◆ YOUR GOAL
Go through the entries, filter for the word "length", and copy every line that has it.

━━━ EXTRACTED INFORMATION

PR #2227, opened 2019-06-18
[WIP] concurrency: always await all futures to complete

xiphon:


xiphon:
Closed in favor of more robust async operations handling approach #2229

Issue #2290, opened 2019-07-16
Improve password dialog button wordings


selsta:
Not 100% sure if this belongs here (please tell me):
![image](https://user-images.githubusercontent.com/46682965/59261898-87758e00-8c3e-11e9-8999-cb995a412fde.png)

Reasons:

A) Clicking on "Change wallet" doesn't change your wallet, it just takes you back to the window before, where you can do many things, FOR EXAMPLE changing your wallet.

B) The wording can be misinterpreted like this: When a user actually closes his wallet to open another wallet, he may think "Do I have to click 'Change wallet' to confirm that I actually want to change my wallet now, or do I have to click 'Continue' to confirm that I want to continue to use my previous wallet?"

_Originally posted by @Realchacal in https://github.com/monero-project/monero-gui/issues/2204#issuecomment-500773387_

PR #2297, opened 2019-07-18
[Dialog] button mod from Change wallet/Continue to Cancel/Ok

notmike-5:
see #2290 #2204

### DIFF
--- a/components/PasswordDialog.qml
+++ b/components/PasswordDialog.qml
@@ -390,7 +390,7 @@ Item {
                 MoneroComponents.StandardButton {
                     id: cancelButton
                     small: true
-                    text: root.walletName.length > 0 ? qsTr("Change wallet") + translationManager.emptyString : qsTr("Cancel") + translationManager.emptyString
+                    text: qsTr("Cancel") + translationManager.emptyString
                     KeyNavigation.tab: passwordInput1
                     onClicked: {
                         root.close()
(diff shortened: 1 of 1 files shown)


notmike-5:
> @notmike-5 could you plz explain the purpose of the conditional statement in line 393 (and why we don't need that anymore)?

Sure, I'll give it a shot. This PR addresses #2290 ref from #2204 .  Of the buttons, you suggested in those issues, "It should say 'Cancel' and 'Ok.' notmike has made for you.  

_**components/PasswordDialog.qml**_
Line 393 is a ternary operator. Prior to this change, the Monero component `cancelButton` checks if the root component property `walletName` has a length greater than zero. If this evaluates true, We assume there is a wallet that the app will be trying to open, and the button text displays 'Change wallet.' If false, We assume there is not a wallet, a wallet has not been found, or perhaps a wallet failed to load properly, and in that case the button text reads 'Cancel.' 

After the change this button simply reads 'Cancel,' and the text on the other button is changed from 'Continue' to 'Ok.' 

Since the point of a wallet app is to generate and peruse wallets, which themselves generate and store keys, it makes sense for the button to read 'Change wallet' as that is the  telos of clicking that button, namely to access some other wallet. To say that we are canceling the operation of opening one wallet in order to open another is tautological. Others may feel the modified language is simpler to understand or that unessential or potentially confusing information is thus abstracted away. 

'Change wallet'/'Continue,' 'Cancel'/'Ok,' this is really a matter of preference at the end of the day.

PR #2302, opened 2019-07-20
Account: fix theme switch label color

### LINKED ISSUE #2301: Light theme bug: Some white text on white background on `Account` page
- Go to the `Account` page.
- Move the mouse over the numbers for "Total balance" and "Total unlocked balance" so that the numbers turn orange.
- Switch to the light theme

Now the two numbers are unreadable (white text on white background).

The same bug applies vice versa when switching to the dark theme.

selsta:
Fixes #2301


MaxXor:
I guess this happens also with all other labels that use `Style.dimmedFontColor`?

selsta:
`themeTransition: false` was the problem.

PR #2307, opened 2019-07-21
QML: fix various warnings

selsta:


xmrdsc:
Should probably be rewritten to move away from anchors to Layout. Approving this for now.

PR #2329, opened 2019-07-31
SettingsWallet: set trusted daemon before rescan

selsta:
When opening the GUI, the trusted daemon flag doesn’t get set properly. Easy fix: set it manually before rescanning.

Reported here: https://monero.stackexchange.com/questions/11512/rescan-ledger-wallet-from-0-in-the-gui


selsta:
Also ping @xiphon, maybe you can fix this properly because this is more of a hack :)

xiphon:
@selsta 

Thanks, see #2336

PR #2336, opened 2019-08-06
Wallet: explicitly set trusted daemon flag

xiphon:
> @selsta
> 
> When opening the GUI, the trusted daemon flag doesn’t get set properly. Easy fix: set it manually before rescanning.
>
> Reported here: https://monero.stackexchange.com/questions/11512/rescan-ledger-wallet-from-0-in-the-gui


xiphon:
Minor update, added `isTrustedDaemon` function

PR #2337, opened 2019-08-06
build: set submodule to master

selsta:


luigi1111:
I think this PR is unnecessary.

selsta:
You can also revert an older commit.

Issue #2344, opened 2019-08-09
Improvements when denying "Export View Key" on hardware wallet


Realchacal:
[Updated]
![image](https://user-images.githubusercontent.com/46682965/64254398-9a3aee80-cf1f-11e9-99c0-b64f049a1c1f.png)
When you deny "Export View Key"...
- the user should be informed _"You have denied the export of your public view key, therefore calculations will have to be done on your hardware wallet. This may take a very long time."_
- `Wallet blocks remaining: 12345 blocks` should be updated every block - not every 999 blocks. (1 block takes about 1 second with Ledger Nano S and subaddress lookahead 1:1)
- clicking on the "close wallet" icon in the balance card shouldn't close the whole GUI.

selsta:
When you deny it, the calculations are all done on your Ledger and scanning gets really slow. Last time I tried it, it was unusably slow.

Realchacal:
Experiment:
- Fully synced blockchain
- Restoring from Ledger 
- Subaddress lookahead 1:1
- Restore height = `current block height - 100`

Results:
- In the beginning it said `Wallet blocks remaining: 1092 blocks` (I expected 100)
- `Wallet blocks remaining: 1092 blocks` didn't change for ~18 minutes
- After a total time of ~20 minutes the wallet was synced
- Clicking the door symbol still closes the whole GUI instead of just the wallet

Conclusions:

This feature only seems usable for new wallets/ super young wallets and with subaddress lookahead 1:1, otherwise it could easily take multiple years to restore a wallet. If we want to keep the future, we should:
- inform the user: `You have denied the export of your public view key, therefore calculations have to be done on your hardware wallet. This may take an extremely long time.`
- update the `Wallet blocks remaining: 1092 blocks` more frequently (every block)
- we should fix the door button

Realchacal:
Thx! I updated the issue.

Realchacal:
I guess nobody needs this anyway, right? Close?

selsta:
AFAIK the GUI doesn’t know if the view key gets exported or not. Changing this behavior isn’t trivial, I think it’s unlikely that this will get changed soon. People export their view key anyway.

Realchacal:
I see, and I wouldn't recommend putting any work in it. So close, right?

Realchacal:
Closed because not really important. Let's hope noobs just will click "export".

Issue #2324, opened 2019-07-27
Wording overhaul "Welcome to Monero" screen


Realchacal:
![image](https://user-images.githubusercontent.com/46682965/61990838-089ab000-b048-11e9-96f6-210075c91c74.png)

Reasons:

- What is "from hardware"?! Maybe from my computer? Or maybe Monero is special here and I'm missing something?
- The small text should be used CONSISTENTLY either to explain OR to give commands. Not a mix of both. We should use it to explain, like in row 1.
- The wording must aim at NEW/ UNEXPERIENCED users. Pros will understand it anyways. So for example let's not talk of "Importing *.keys files". For a noob that sounds like some special action ("Importing") where he has to have some special file (a "keys file") and he must know the file path - while actually this is just the standard option if you have used Monero before. (Furthermore, it's enough to tell in the next window that these files are *.keys files.)

selsta:
4 times “Choose this option”, is this an improvement?

Realchacal:
Thank's for your feedback!! Updated!

selsta:
I’m not happy with the 3rd one.

“Choose this option if you have used Monero before”, can be confusing. You can have used Monero on a different computer before.

What about: “Choose this option to open an existing Monero wallet from your computer.” ?

Realchacal:
Your argument is good! What about leaving "from your computer", though?
--> "Choose this option to open an existing Monero wallet." ?

selsta:
Ok. I’ll wait on other opinions before I implement it though.

Realchacal:
Sure! Updated.

rating89us:
Some considerations:
- "Open a wallet from file" can be used both for users that have and don't have hardware wallets
- "Restore wallet from keys or mnemonic seed" can only be used for Monero wallets that don't support hardware. Ledger/Trezor users can't type device seed in this page. Also, hardware wallets don't inform their private keys to users.

So, I believe there should be a clear division between "normal" and "hardware wallets" users:

**I don't have a hardware wallet:**
- **Create a new wallet** (_for users that just want to create a new Monero wallet that doesn't support hardware wallet_)
- **Open a wallet from file** (_for users that have a wallet file that doesn't support hardware wallet_)
- **Restore wallet from keys or mnemonic seed** (_for users that want to restore from their keys/mnemonic seed_)

**I have a hardware wallet:**
[...]

PR #2353, opened 2019-08-16
Ledger: improve hw wallet splash screen

selsta:
Screenshot 2019-08-16 at 21 12 49

### DIFF
--- a/main.qml
+++ b/main.qml
@@ -859,7 +859,9 @@ ApplicationWindow {
                     ", priority: ", priority,
                     ", description: ", description);
 
-        showProcessingSplash("Creating transaction");
+        var splashMsg = qsTr("Creating transaction...");
+        splashMsg += appWindow.currentWallet.isLedger() ? qsTr("\n\nPlease check your hardware wallet –\nyour input may be required.") : "";
+        showProcessingSplash(splashMsg);
 
         transactionDescription = description;
 
--- a/src/libwalletqt/Wallet.cpp
+++ b/src/libwalletqt/Wallet.cpp
@@ -258,6 +258,11 @@ bool Wallet::isHwBacked() const
     return m_walletImpl->getDeviceType() != Monero::Wallet::Device_Software;
 }
 
+bool Wallet::isLedger() const
+{
+    return m_walletImpl->getDeviceType() == Monero::Wallet::Device_Ledger;
+}
+
 //! create a view only wallet
 bool Wallet::createViewOnly(const QString &path, const QString &password) const
 {
--- a/src/libwalletqt/Wallet.h
+++ b/src/libwalletqt/Wallet.h
@@ -180,6 +180,7 @@ public:
 
     //! hw-device backed wallets
     Q_INVOKABLE bool isHwBacked() const;
+    Q_INVOKABLE bool isLedger() const;
 
     //! returns if view only wallet
     Q_INVOKABLE bool viewOnly() const;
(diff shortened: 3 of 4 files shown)


Realchacal:
Nice!!!!!!!!

selsta:
Updated PR, it now also shows while transacting. Only wallet opening is missing now.

Realchacal:
Nice!!! And hard to understand why the opening screen is any more difficult to change? (I'm not complaining in any way, I really just wonder)

selsta:
To find out if a wallet is a Ledger wallet is has to get opened first, the splash screen gets displayed before a wallet is opened.

Realchacal:
Oh, I see! Interesting, thanks!

selsta:
> This could be solved if we went with the alternative proposal shown in #2324.

This wouldn’t work as I need to differentiate between Trezor and Ledger. Trezor already shows a splash screen if user input is required. So I’d need to know if it’s a Ledger wallet specifically.

Realchacal:
I see, thanks! (By the way that's why I suggested "...your input **may** be required..." - so that it will work with different hardware wallets in the future and also if a hardware wallet has an option like "export public view key without confirmation")

main.qml
```diff
@@ -859,7 +859,9 @@ ApplicationWindow {
                     ", priority: ", priority,
                     ", description: ", description);
 
-        showProcessingSplash("Creating transaction");
+        var splashMsg = qsTr("Creating transaction...");
+        splashMsg += appWindow.currentWallet.isLedger() ? qsTr("\n\nPlease check your hardware wallet –\nyour input may be required.") : "";
```
xiphon: Do we need to end the sentence with a period here?

Realchacal: I'd be fine with or without period.

Realchacal:
I wrote the new sentence under the assumption that it must fit to all cases (Ledger/ Trezor/ other future hardware wallets, which have an option like: `[x] export public view key without confirmation.` ) If that is **not** the case (as it does look now), the sentence isn't that good anymore. Better:

- Please confirm the export of your view key on your hardware wallet.
(If you deny it, computations will have to be done on your hardware wallet, which may take an extreme long time.)

And if we wanted it perfect, we don't need "Creating wallet from device..." at this point IMO.

Realchacal:
I phrased the added sentence under the assumption that it must fit in all cases, even if no user action is required. But if my assumption is wrong (as it seems), we'd better go like this:

- **Please confirm the export of your view key on your hardware wallet.**
(If you deny it, computations will have to be done on your hardware wallet, which may take a very long time.)

Not sure if we should keep the part in brackets. Because denying export view key is clearly a feature for pro users who know what they are doing since this may easily take weeks (see #2344).

For the transaction splash screen:
- **Please confirm the transaction details on your hardware wallet.**
(The change amount that is shown to you will not be spendable for ~20 minutes.)

Not sure if we should keep the part in brackets. But since the change amount may be a huge number this confirmation could easily cause anxiety for an average user who does not understand what this means.

main.qml
selsta: I think it looks better with a period, but I don’t care really.

selsta:
@Realchacal I prefer it being like it is in this PR.

> Please confirm the transaction details on your hardware wallet.

This can confuse the user. It takes up to 10 seconds until the dialog shows up on the Ledger.

Realchacal:
> It takes up to 10 seconds until the dialog shows up on the Ledger.

Strong argument, I wasn't aware! Thanks.

Issue #2339, opened 2019-08-06
Improve title bar icons


Realchacal:
[Updated!]

- Currently, the "show/hide menu" icon doesn't give away what it's about.
- Currently, the "close wallet" icon is misplaced in the balance card because it doesn't close the "balance" or the account.

![image](https://user-images.githubusercontent.com/46682965/64287649-895e9d00-cf60-11e9-80c3-2e9cb48f6981.png)

xiphon:
https://github.com/monero-project/monero-gui/pull/2358

Realchacal:
Updated.

Realchacal:
Do I close this since we have the moon now? Or does anybody see any merit in the rest?

selsta:
I think the current globe icon is fine. A Google search for “language icon” shows both a globe and Chinese characters.

Regarding the flag as an alternative, see https://github.com/monero-project/monero-gui/issues/1092.

Realchacal:
> I think the current globe icon is fine. A Google search for “language icon” shows both a globe and Chinese characters.

Damn you're right!! Convinced with regard to the globe.

PR #2358, opened 2019-08-24
TitleBar: change Light Theme icon from 'light bulb' to 'moon'

xiphon:
Requires and to be merged after #2372

light-theme-icon

### DIFF
--- a/components/TitleBar.qml
+++ b/components/TitleBar.qml
@@ -156,8 +156,8 @@ Rectangle {
             Layout.preferredHeight: parent.height
 
             Text {
-                text: MoneroComponents.Style.blackTheme ? FontAwesome.lightbulbO : FontAwesome.moonO
-                font.family: FontAwesome.fontFamily
+                text: FontAwesome.moonO
+                font.family: MoneroComponents.Style.blackTheme ? FontAwesome.fontFamilySolid : FontAwesome.fontFamily
                 font.pixelSize: 16
                 color: MoneroComponents.Style.defaultFontColor
                 anchors.verticalCenter: parent.verticalCenter


selsta:
Two similar looking circles next to each other don’t look good in my opinion :P

xiphon:
> Two similar looking circles next to each other don’t look good in my opinion :P

Yep. Any idea on better replacement for `light bulb` (or `world`) icon?

Realchacal:
> Yep. Any idea on better replacement for `light bulb` (or `world`) icon?

- **I like the new symbol.** That said, the more intuitive symbol would be a sun/moon. Google image search: "brightness symbol", "day night mode symbol" - there's no doubt about what people are used to.
- Language symbol (less complex than #2339):
image

xiphon:
@Realchacal

Regarding available icons - you can browse [Font Awesome](https://fontawesome.com/icons) icons (free only). That is what we are using.

Realchacal:
> Regarding available icons - you can browse [Font Awesome](https://fontawesome.com/icons) icons (free only). That is what we are using.

Thanks man! Is that our exclusive source?

xiphon:
> Thanks man! Is that our exclusive source?

I would say it is preferable, although we can introduce some handmade icon, but would be better not to do that and use something from the icons pack.

> Can we just use the right part?

Doesn't seem to be possible.

Realchacal:
Ok then the last possibility I see (given the limited source):
image
IMO by far not as good as the Chinese character, but better than the world icon. (I barely can recognize the world as a world, and to me it means "Internet" anyway)

Realchacal:
I propose going with these 2 for nightmode on/off:
image

Rationale:
- It's more correct than the adjust icon, which is commonly used to **adjust** the brightness (smoothly).
- I think it's intuitive because when people look for this feature they have "**night** mode" in mind (even when they want to turn the night mode off).
- It's easier if you always have to look for the same icon.
- The moon icon is used by many other sites (blockstream.info, poloniex, binance).

For the language **MAYBE** we could go like this:
image
Don't know if I like it, though. The Chinese character would be so much better. But the world is not good IMO. (Hard to recognize, and it also stands for "Internet/WWW")

Realchacal:
I propose this for nightmode on/off:
image

Rationale:
- It's more correct than the adjust icon, which is commonly used to **adjust** the brightness (smoothly).
- I think it's intuitive because when people look for this feature they have "**night** mode" in mind (even when they want to turn it off).
- It's easier if you always have to look for the same/similar icon.
- Other websites have that, too, for example https://blockstream.info/
- We can keep the exact icon that we are currently using for the light theme.

For the language maybe we could use this:
image
Unfortunately, not as intuitive as the Chinese character, but definitely better than the world icon (The world icon is hard to recognize, and it also stands for "Internet/WWW".)

This is how it could look like:
image
(Ignore the "X". That's just where I'd put the "Close Wallet" button because it closes the whole wallet, not just the balance/account.)

Realchacal:
Latest proposals from #2339:
image

image

Realchacal:
Latest proposal in accordance with #2339 (updated):
image

xiphon:
Updated. Using `moon` icon instead.

Realchacal:
> Updated. Using `moon` icon instead.

Very nice, but it would be nicer if the moon in light theme wasn't filled!

xiphon:
Just noticed that for some reason we are using outdated [2017 Font Awesome version](https://fontawesome.com/v4.7.0/). It doesn't have solid moon icon. 

Updated once again.

selsta:
Would be nice if we could update to the latest Font Awesome version.

xiphon:
> Would be nice if we could update to the latest Font Awesome version.

On it. Will send a separate PR in a while and then we will be able to use both moon versions here.

Realchacal:
> On it. Will send a separate PR in a while and then we will be able to use both moon versions here.

Awesome!! It's gonna feel like "Ah, it's shining bright tonight!" every time when switching to dark mode!

xiphon:
Updated, based on the recent Font Awesome 5.10.2

Realchacal:
Absolutely perfect. ABSOLUTELY perfect!!

PR #2362, opened 2019-08-28
fix invalid include paths, compilation warnings, update README.md

xiphon:


src/qt/utils.cpp
```diff
@@ -29,7 +29,7 @@
 #include <QtCore>
 #include <QApplication>
 
-#include "src/qt/TailsOS.h"
+#include "qt/TailsOS.h"
```
MaxXor: shouldn't this be just "TailsOS.h" like the "utils.h" below?

xiphon: Yep, thanks, fixed.

xiphon:
> Weird thing with the invalid include paths. Still compiles here, but the new paths don't look more valid. Just check out https://github.com/monero-project/monero-gui/blob/master/main.cpp#L63-L70 it looks like this complete mixture is all okay. smile

From the compiler's point of view it is all okay. Though looks weird for the human being like we are since it doesn't maintain include declaration consistency across the same `main.cpp` file.

I didn't touch places like this one cause it doesn't break the compilation, more like a styling issue.

Issue #2298, opened 2019-07-18
Improve balance readability


Realchacal:
![monero2](https://user-images.githubusercontent.com/46682965/61470336-28174600-a981-11e9-85a6-3f858e653f41.jpg)

People LOVE to see their balance, so let's make it look beautiful! And helpful! It's SO easy to get confused, since half of the world uses decimal point, other half decimal comma. And "1.000" could also be interpreted as 1000 in many places. And with the lack of a unit it may get really confusing. Not having a unit is just wrong!

(Details: Main number is bold. Decimal places are not bold and 14% smaller in font size. The unit has the same font size as the main number, but is not bold.)

GBKS:
I really like how you're simplifying things. What do you think of using Roboto Mono for the numbers and replacing the word "Monero" with the account name (something I also suggested [here](https://www.reddit.com/r/Monero/comments/c23zxn/feedback_request_ideas_for_improving_how_multiple/))? Something looks a little off still about "XMR" being bigger next to the smaller numbers...

![monero-balance-card-readability-190719-gbks](https://user-images.githubusercontent.com/695901/61519666-bab0f700-aa0c-11e9-8f75-b3c36c5eb277.png)

Realchacal:
@GBKS You are so right! My "XMR" was too big, and we should simplify even more! Thanks for your great input!

Plz check out my proposal 3 (yours is 2, my first one is 1):
![monero 5](https://user-images.githubusercontent.com/46682965/61524248-627ef280-aa16-11e9-8164-349773133555.jpg)

GBKS:
My concern would be that longer account names don't fit in. Somebody at Google told me a while back that German is 60% longer than English on average, so they always assume that that much more text has to fit. Here's an example of putting the account number and name in separate lines, with some rulers for the layout to keep things visually structured.

![monero-balance-card-readability-2-190719-gbks](https://user-images.githubusercontent.com/695901/61525473-c86c7980-aa18-11e9-8c1c-f810c4b83dfe.png)

[...]

PR #2383, opened 2019-09-08
LeftPanel: new balance card

selsta:
To do in future PRs:
- Explore showing the fiat balance all the time instead of toggle
- Close wallet button in titlebar
- Better unlocked balance explanation.

Screenshots:
-  Light mode: https://user-images.githubusercontent.com/7697454/64489922-801f4a00-d258-11e9-820d-d897c99700b3.png
- Dark mode: https://user-images.githubusercontent.com/7697454/64489923-801f4a00-d258-11e9-9155-2eb37200e2cb.png
- During sync: https://user-images.githubusercontent.com/7697454/64490079-d9d44400-d259-11e9-9934-cd5b927462f4.png
- Fiat conversion: https://user-images.githubusercontent.com/7697454/64490087-e22c7f00-d259-11e9-82fd-a51d536c1faa.png
- Unlocked balance: https://user-images.githubusercontent.com/7697454/64490094-ff614d80-d259-11e9-8716-9f44350e9849.png

Referencing: #2298


Realchacal:
Nice one!

1. It's not me, but the balance card "color swap" is going to be attacked from all sides... that's just what's gonna happen.

2. As @GBKS [teached me](https://github.com/monero-project/monero-gui/issues/2298#issuecomment-513164364): 
image
So your `EUR` is perfect while your `XMR` needs a little shrinking.

xiphon:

━━━━━━

◆ EXERCISE SOLUTION
-                    text: root.walletName.length > 0 ? qsTr("Change wallet") + translationManager.emptyString : qsTr("Cancel") + translationManager.emptyString
Line 393 is a ternary operator. Prior to this change, the Monero component `cancelButton` checks if the root component property `walletName` has a length greater than zero. If this evaluates true, We assume there is a wallet that the app will be trying to open, and the button text displays 'Change wallet.' If false, We assume there is not a wallet, a wallet has not been found, or perhaps a wallet failed to load properly, and in that case the button text reads 'Cancel.' 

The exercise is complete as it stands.